And the same on a walk, actually.
If I'm on like a walk in the countryside as a woman
or late at night as a woman,
I want to sort of go like, hey, I'm okay.
I'm no threat.
I'm a good guy.
But I never know how to do that.
I'd say that's quite threatening.
Yeah, exactly.
So I would love to know from the female listeners,
if I get in the car and you're a female driver
or if you're on a countryside walk
and we're all alone or it's late at night,
what would be helpful to show that we're good at.
and you're not in danger.
Do you know what I mean?
Don't say gobble, gobble, gobble.
I can't say gobble,
gobble at people.
I know.
I'm just behind late night, gobble, gobble.
Gobble, couple.
Or get in a car, gobble, gobble.
So that'd be good to know.
Let us know what we should do.
Yeah.
No, but I was in the car,
and she pulled over to let a guy through,
and certain, I hate old men, I've decided.
Yeah.
They're always looking for a fucking Barney.
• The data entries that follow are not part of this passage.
PR #714, opened 2022-12-14
Selectivity estimates on @/~ operators

pramsey:
Historically, we have not had selectivity estimates added to the contains/within (@/~) operators. This has resulted in bad plans, probably forever, in more complex queries that include a contains/within spatial test. (Actually historically, we didn't use the ~/@ operators in our ST_Contains/ST_Within wrappers until version 2.2, so that's how long we have been broken.)

This PR adds in the selectivity estimates, without making any attempt to rationalize for upgrades. Just thinking about that makes me shiver.

### DIFF
--- a/postgis/gserialized_estimate.c
+++ b/postgis/gserialized_estimate.c
@@ -523,28 +523,28 @@ nd_stats_to_json(const ND_STATS *nd_stats)
 * Caller is responsible for freeing.
 * Currently only prints first two dimensions.
 */
-// static char*
-// nd_stats_to_grid(const ND_STATS *stats)
-// {
-//  char *rv;
-//  int j, k;
-//  int sizex = (int)roundf(stats->size[0]);
-//  int sizey = (int)roundf(stats->size[1]);
-//  stringbuffer_t *sb = stringbuffer_create();
-//
-//  for ( k = 0; k < sizey; k++ )
-//  {
-//      for ( j = 0; j < sizex; j++ )
-//      {
-//          stringbuffer_aprintf(sb, "%3d ", (int)roundf(stats->value[j + k*sizex]));
-//      }
-//      stringbuffer_append(sb,  "\n");
-//  }
-//
-//  rv = stringbuffer_getstringcopy(sb);
-//  stringbuffer_destroy(sb);
-//  return rv;
-// }
+static char*
+nd_stats_to_grid(const ND_STATS *stats)
+{
+ char *rv;
+ int j, k;
+ int sizex = (int)roundf(stats->size[0]);
+ int sizey = (int)roundf(stats->size[1]);
+ stringbuffer_t *sb = stringbuffer_create();
+
+ for ( k = 0; k < sizey; k++ )
+ {
+     for ( j = 0; j < sizex; j++ )
+     {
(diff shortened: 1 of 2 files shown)


robe2:
You are missing CHANGED comment 

something like:

`-- Changed: 3.4.0 changed to use selectivity estimates for contains and covers`

strk:
Upgrade could be done with ALTER OPERATOR, see https://www.postgresql.org/docs/9.6/sql-alteroperator.html

In order for this to be automatic I'd put the "Changed" comment right above the actual setting (RESTRICT and JOIN in this case). Doing so the upgrade script could see that specific parameter needs to be updated and use ALTER OPERATOR.

strk:
Rather, I guess were are missing TESTS for estimation using these operators. The test should use EXPLAIN and check that the estimation matches a given expectancy. There are a few test files doing that already, see regress/core/regress_index.sql for one example (it would not be bad to rationalize/reorganize them all)

strk:
I'm not sure now but I seem to remember we kept a min/max/average area in the stats too, so we could estimate how many objects may be contained in a query geometry by looking at the size too ? It's not something I'm planning to do any time soon so I've to say as long as our upgrade script is able to CHANGE that estimator we should be ok.

strk:
I'm adding a test to verify upgrades don't result in broken definitions: https://git.osgeo.org/gitea/postgis/postgis/pulls/118

Meanwhile it would be great if there could be an actual test showing the bad plans. Can you maybe provide that use case in form of a testcase ? It would be good for it to go into regress/core/regress_index.sql which has a function using EXPLAIN ANALYZE to compare estimated and obtained rows.

pramsey:
From memory. For points it's all fairly trivial, you drop the points into the grid and the estimator just counts the grid cells it hits. For polygons and lines, in addition to the "presence in a grid cell" of each object, during calculations we keep track of the average number of grid cells each object covers, so that the estimator can first count the number of presence "hits" in the grid, and then normalize it down using the cells/object average. That's as sophisticated as we get ATM.

strk:
Right, so we have that "average number of grid cells each object covers", meaning for points it'd be 1 on average, so a query box covering 2 cells would be contained in NO points, but could overlap many, depending on where it is

strk:
I've pushed a "selectivity-contains" branch to the official repository, so we can more easily work together on it

robe2:
I don't see mention of this in the NEWS file?  Where should I be looking?  Shouldn't this also be noted here https://postgis.net/docs/manual-dev/ST_Geometry_Contain.html and https://postgis.net/docs/manual-dev/ST_Geometry_Contained.html.
 I don't see @pramsey  name on anything in 3.4, I'm pretty sure he did stuff.

strk:
There was not even a trac ticket. I saw cowboy activity and started riding as well :)

pramsey:
Ride on cowboy, ride on.

strk:
I'm really leaving this to Paul as I'm still not convinced we're
providing something that is BETTER than what we had before.

For instance it strikes me that our estimator would suggest the
planner that a `the_geom ~ :FULLEXTENT:` condition will select
ALL rows while it's very likely it would select NONE ...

It was like, about four men that was in their 60s.
We're like,
she'd got over well, just huffing and puffing,
and puffing.
And you could tell, like,
the energy was woman driver.
Where were they, sorry?
At a country lane, but she'd pulled over,
and the guy had loads of room.
But he wanted her to reverse back and get into a space.
But she'd pull over with plenty of space.
He was so angry,
and angry people in cars.
Angry people in cars,
it's the ultimate example of,
this isn't about the car,
what's wrong in your life?
Yes.
It reminds me of when you was at the park
and that bloke had a go at you on the apartment.
What did you say to him?
What's this really about?
Yeah, when he said,
So you're doing this, you're doing that on the bars,
and you went, what's this really about?
Oh, God.
Right.
Do you want another boomer parent?
Yeah, go on.
Weird local town traditions, panicking in paradise.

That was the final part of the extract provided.